→ Assignment:
Reduce the material below to its lines containing "with".

→ Data supplied:
=-=-=-=-=
PR #238, opened 2016-01-19
Last minute functional tests

### LINKED ISSUE #231: Test compression with different user agent strings
Currently the test-bulk-compression only tests with empty user agent -- should test with user agent `CouchbaseLite/1.2` user agent and verify the behavior is in line with https://github.com/couchbase/sync_gateway/issues/1419#issuecomment-171483866

### LINKED ISSUE #235: Functional test: Support CouchbaseLite use of row-level sequences (as opposed to using last_seq)
See https://github.com/couchbase/sync_gateway/issues/1475#issuecomment-172426052

sethrosetter:
Fixes #235 
Fixes #231 

One question. Does it matter if I I use a channel cache vs distributed index config for the compression test or do both modes exercise the same code path?

### DIFF
--- a/functional_tests/test_seq.py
=-=-=-=-=
→ Result:
### LINKED ISSUE #231: Test compression with different user agent strings
Currently the test-bulk-compression only tests with empty user agent -- should test with user agent `CouchbaseLite/1.2` user agent and verify the behavior is in line with https://github.com/couchbase/sync_gateway/issues/1419#issuecomment-171483866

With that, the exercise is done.